### EXERCISE OBJECTIVE
Output the listing below verbatim, from its first line to its last.
BEGIN RECORDS FOR THE EXERCISE
PR #5310, opened 2020-05-18
lwip: Add sio port for esp32 (IDFGH-3328)

jeandudey:
This adds a `sio` implementation that can be used by the SLIP interface on lwip (`slipif`), it's very basic, doesn't support aborting blocking reads (it's fine for it to be unimplemented).

It adds two additional functions that can be used to configure the `sio` UART port:

- `sio_set_baudrate`.
- `sio_set_pin`.

This was taken from #4985 to reduce the amount of code to review and also addresses some issues.

### DIFF
--- a/components/lwip/CMakeLists.txt
+++ b/components/lwip/CMakeLists.txt
@@ -89,6 +89,7 @@ set(srcs
     "port/esp32/debug/lwip_debug.c"
     "port/esp32/freertos/sys_arch.c"
     "port/esp32/netif/dhcp_state.c"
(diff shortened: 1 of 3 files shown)


Alvin1Zhang:
@jeandudey Thanks for your contribution.

david-cermak:
@jeandudey Nice work! Thanks for helping out with #4985, makes sense to address the sio port separately, CC @ryankurte.

I would prefer to integrate both changes at once, so will not merge it beforehand. Please keep this open until it gets merged/integrated, thanks!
END RECORDS FOR THE EXERCISE
### WRITTEN SOLUTION
PR #5310, opened 2020-05-18
lwip: Add sio port for esp32 (IDFGH-3328)

jeandudey:
This adds a `sio` implementation that can be used by the SLIP interface on lwip (`slipif`), it's very basic, doesn't support aborting blocking reads (it's fine for it to be unimplemented).

It adds two additional functions that can be used to configure the `sio` UART port:

- `sio_set_baudrate`.
- `sio_set_pin`.

This was taken from #4985 to reduce the amount of code to review and also addresses some issues.

### DIFF
--- a/components/lwip/CMakeLists.txt
+++ b/components/lwip/CMakeLists.txt
@@ -89,6 +89,7 @@ set(srcs
     "port/esp32/debug/lwip_debug.c"
     "port/esp32/freertos/sys_arch.c"
     "port/esp32/netif/dhcp_state.c"
(diff shortened: 1 of 3 files shown)


Alvin1Zhang:
@jeandudey Thanks for your contribution.

david-cermak:
@jeandudey Nice work! Thanks for helping out with #4985, makes sense to address the sio port separately, CC @ryankurte.

I would prefer to integrate both changes at once, so will not merge it beforehand. Please keep this open until it gets merged/integrated, thanks!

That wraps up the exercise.